Disease: Japanese encephalitis (JE) is caused by a mosquito-transmitted virus prevalent in parts of South Asia, Southeast Asia, East Asia, and Oceania.
Severity: JE is rare among Canadian travellers but has a high case fatality rate (20-30%) and long-term sequelae (30-50%) among survivors.
Vaccination: IXIARO® is the only JE vaccine authorized in Canada, achieving high seroconversion rates with a two-dose series.
Epidemiology
Transmission: JE virus is transmitted by Culex mosquitoes, primarily in rural agricultural areas with standing water.
Risk: Higher for travellers visiting rural areas, engaging in outdoor activities, or travelling during the rainy season.

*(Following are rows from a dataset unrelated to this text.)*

PR #3780, opened 2015-05-21
Always quote identifiers after AS in join queries. Fixes #1589

idris:

PR #4156, opened 2015-07-20
Refactor join query generation

mickhansen:


mickhansen:
Hmm, so limiting a include might only be possible in postgres since postgres is the only dialect to support LATERAL JOIN's that let you reference the main table from a join.

bomattin:
Damn. I thought I was able to do this by setting `subQuery: false` but it turns out I was incorrect.

mickhansen:
@bomattin Huh?

bomattin:
In order to filter on includes AND limit on the main model, we had to call our finder with `subQuery: false`. I was thinking that this would work for the reverse and allow limiting on includes, but I did some testing on it and wasn't able to get the query I needed.

mickhansen:
@bomattin It wouldn't work because of cartesian products. If you have two products with 3 tags each you get 6 rows, and LIMIT 4 would just result in one product missing tags.

My thought was initially to limit in a subquery, but doesn't look like it's possible to reference the main table from a subquery used in a join.

bomattin:
@mickhansen Can you post a test query you're trying to generate? I think I'm coming to the same conclusion you are but just want to be certain.

lib/associations/belongs-to-many.js
```diff
@@ -323,18 +326,18 @@ BelongsToMany.prototype.injectAttributes = function() {
   if (this.primaryKeyDeleted === true) {
     targetAttribute.primaryKey = sourceAttribute.primaryKey = true;
   } else if (this.through.unique !== false) {
-    var uniqueKey = [this.through.model.tableName, this.identifier, this.foreignIdentifier, 'unique'].join('_');
```
janmeier: Can `identifier` and `foreignIdentifier` be remove completely?

lib/associations/belongs-to-many.js
```diff
@@ -356,25 +359,58 @@ BelongsToMany.prototype.injectAttributes = function() {
...
+  this.manyFromTarget = new HasMany(this.target, this.through.model, {
+    foreignKey: this.otherKey
+  });
+  this.oneFromTarget = new HasOne(this.target, this.through.model, {
+    foreignKey: this.otherKey,
+    as: this.through.model.name
+  });
+
+  if (this.paired && this.paired.otherKeyDefault) {
+    this.paired.toTarget = new BelongsTo(this.paired.through.model, this.paired.target, {
```
janmeier: Isn't this the same as `this.toSource`

lib/dialects/abstract/query-generator.js
```diff
@@ -1211,22 +1214,14 @@ var QueryGenerator = {
...
-                        source: topInclude.association.target,
-                        target: topInclude.association.source,
-                        identifier: topInclude.association.foreignIdentifier,
-                        identifierField: topInclude.association.foreignIdentifierField
-                      },
-                      required: true,
-                      include: topInclude.include,
-                      _pseudo: true
-                    }],
+                    include: Model.$validateIncludedElements({
```
janmeier: Could the validation somehow be done ahead of time, when the association is set up

mickhansen: Not really, it's the validation that's normally called as part of a find call. We have to call it here since we call selectQuery directly, the validation does all sorts of stuff like figure out if we need a subquery, what associations should be in the subquery etc.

Vaccine Preparation Authorized in Canada
IXIARO®: Inactivated, Vero cell culture-derived, adsorbed vaccine.
Immunogenicity and Efficacy
Two-dose Series: Over 95% seroconversion after two doses.
Duration: Protective antibodies decline over time, with booster doses recommended for ongoing risk.
Recommendations for Use
Travellers: Vaccination recommended for individuals 2 months and older at increased risk due to their travel itinerary.
Schedule:
Children (2 months to <3 years): Two 0.25 mL doses.
Individuals (3 years and older): Two 0.5 mL doses.
Accelerated Schedule: Available for adults if needed.
Booster: Recommended 12-24 months after primary series for continued risk.
Safety and Adverse Events
Common Reactions: Injection site pain, tenderness, headache, myalgia, fatigue, fever.
Serious Reactions: Rare occurrences of anaphylaxis.
Special Populations
Pregnancy: Weigh risks of JE exposure against unknown vaccine risks.
Immunocompromised: May receive vaccine, but with potentially lower efficacy.